BEGIN Records supplied

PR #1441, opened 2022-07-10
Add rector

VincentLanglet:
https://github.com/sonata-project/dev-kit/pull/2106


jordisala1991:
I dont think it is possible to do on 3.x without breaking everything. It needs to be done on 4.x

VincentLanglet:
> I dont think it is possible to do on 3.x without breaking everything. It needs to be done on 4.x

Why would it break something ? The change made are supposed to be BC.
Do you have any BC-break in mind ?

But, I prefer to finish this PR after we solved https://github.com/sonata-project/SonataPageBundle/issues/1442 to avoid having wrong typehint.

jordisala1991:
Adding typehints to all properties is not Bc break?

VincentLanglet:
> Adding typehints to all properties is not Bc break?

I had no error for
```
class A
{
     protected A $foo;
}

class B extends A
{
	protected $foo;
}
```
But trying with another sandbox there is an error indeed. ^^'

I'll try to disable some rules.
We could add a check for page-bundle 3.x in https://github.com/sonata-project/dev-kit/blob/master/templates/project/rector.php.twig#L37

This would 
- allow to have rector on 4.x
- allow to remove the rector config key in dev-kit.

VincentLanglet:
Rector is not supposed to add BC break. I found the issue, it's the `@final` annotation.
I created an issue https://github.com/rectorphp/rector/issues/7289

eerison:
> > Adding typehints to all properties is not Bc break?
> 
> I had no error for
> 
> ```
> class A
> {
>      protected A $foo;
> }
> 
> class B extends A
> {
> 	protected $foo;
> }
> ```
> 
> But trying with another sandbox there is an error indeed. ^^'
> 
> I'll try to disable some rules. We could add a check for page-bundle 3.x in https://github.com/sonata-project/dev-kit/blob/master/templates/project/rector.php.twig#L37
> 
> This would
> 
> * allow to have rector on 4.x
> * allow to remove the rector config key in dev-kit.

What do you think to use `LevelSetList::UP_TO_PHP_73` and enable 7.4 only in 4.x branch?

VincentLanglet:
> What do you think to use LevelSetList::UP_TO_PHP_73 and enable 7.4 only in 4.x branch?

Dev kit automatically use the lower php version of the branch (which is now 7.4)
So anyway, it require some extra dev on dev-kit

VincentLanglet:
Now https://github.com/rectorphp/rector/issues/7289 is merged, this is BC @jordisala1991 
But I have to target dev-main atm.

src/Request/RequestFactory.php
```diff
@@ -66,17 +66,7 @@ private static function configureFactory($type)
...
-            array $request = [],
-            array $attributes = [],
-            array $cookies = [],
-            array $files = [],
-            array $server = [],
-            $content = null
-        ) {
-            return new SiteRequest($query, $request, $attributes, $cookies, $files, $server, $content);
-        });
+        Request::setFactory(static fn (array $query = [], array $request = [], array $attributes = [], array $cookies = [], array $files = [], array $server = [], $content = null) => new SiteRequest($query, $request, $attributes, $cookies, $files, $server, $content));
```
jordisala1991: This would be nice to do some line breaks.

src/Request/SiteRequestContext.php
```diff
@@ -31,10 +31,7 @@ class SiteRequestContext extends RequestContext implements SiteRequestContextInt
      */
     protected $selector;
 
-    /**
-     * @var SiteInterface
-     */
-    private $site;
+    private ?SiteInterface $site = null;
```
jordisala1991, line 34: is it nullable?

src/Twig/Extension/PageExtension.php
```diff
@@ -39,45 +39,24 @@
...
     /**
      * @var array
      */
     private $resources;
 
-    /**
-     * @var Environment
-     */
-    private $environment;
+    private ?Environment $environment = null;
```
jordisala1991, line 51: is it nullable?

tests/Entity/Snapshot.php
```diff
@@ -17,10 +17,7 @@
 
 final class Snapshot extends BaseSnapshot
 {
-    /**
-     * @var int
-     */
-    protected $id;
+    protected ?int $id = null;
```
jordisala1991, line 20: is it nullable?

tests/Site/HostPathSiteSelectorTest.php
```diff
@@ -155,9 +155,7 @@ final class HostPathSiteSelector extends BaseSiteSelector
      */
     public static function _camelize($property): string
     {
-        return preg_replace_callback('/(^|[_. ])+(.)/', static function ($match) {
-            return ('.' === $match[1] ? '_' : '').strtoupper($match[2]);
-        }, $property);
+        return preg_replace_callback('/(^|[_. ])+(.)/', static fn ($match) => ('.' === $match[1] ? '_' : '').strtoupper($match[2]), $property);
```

END Records supplied
BEGIN Records supplied

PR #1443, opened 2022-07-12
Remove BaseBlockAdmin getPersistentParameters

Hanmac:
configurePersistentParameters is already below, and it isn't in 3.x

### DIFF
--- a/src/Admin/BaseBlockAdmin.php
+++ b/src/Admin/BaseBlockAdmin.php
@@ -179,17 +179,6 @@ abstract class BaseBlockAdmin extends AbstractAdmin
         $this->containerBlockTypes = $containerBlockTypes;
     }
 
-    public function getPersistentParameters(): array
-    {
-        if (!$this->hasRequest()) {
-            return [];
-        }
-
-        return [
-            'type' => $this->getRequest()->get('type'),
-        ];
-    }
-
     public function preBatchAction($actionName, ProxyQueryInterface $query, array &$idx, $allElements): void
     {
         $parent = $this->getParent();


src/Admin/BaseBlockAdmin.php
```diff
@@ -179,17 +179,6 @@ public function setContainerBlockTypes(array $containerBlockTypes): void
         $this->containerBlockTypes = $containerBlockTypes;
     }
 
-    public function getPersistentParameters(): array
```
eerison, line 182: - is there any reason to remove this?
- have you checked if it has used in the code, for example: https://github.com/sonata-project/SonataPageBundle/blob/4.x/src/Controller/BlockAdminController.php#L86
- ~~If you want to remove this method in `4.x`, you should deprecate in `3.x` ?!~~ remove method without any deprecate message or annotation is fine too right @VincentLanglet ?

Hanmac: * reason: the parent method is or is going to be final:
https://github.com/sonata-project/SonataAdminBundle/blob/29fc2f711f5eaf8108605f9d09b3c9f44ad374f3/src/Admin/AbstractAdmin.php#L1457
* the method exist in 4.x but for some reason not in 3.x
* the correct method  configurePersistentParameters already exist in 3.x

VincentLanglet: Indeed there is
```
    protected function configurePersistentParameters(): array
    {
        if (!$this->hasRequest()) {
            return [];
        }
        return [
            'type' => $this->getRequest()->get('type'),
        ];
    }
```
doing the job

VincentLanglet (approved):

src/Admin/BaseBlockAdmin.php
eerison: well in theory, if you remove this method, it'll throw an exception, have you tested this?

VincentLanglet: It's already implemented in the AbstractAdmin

END Records supplied

» About this exercise
Using the data above, show each line where "exist" occurs.

» Output below
* the method exist in 4.x but for some reason not in 3.x
* the correct method  configurePersistentParameters already exist in 3.x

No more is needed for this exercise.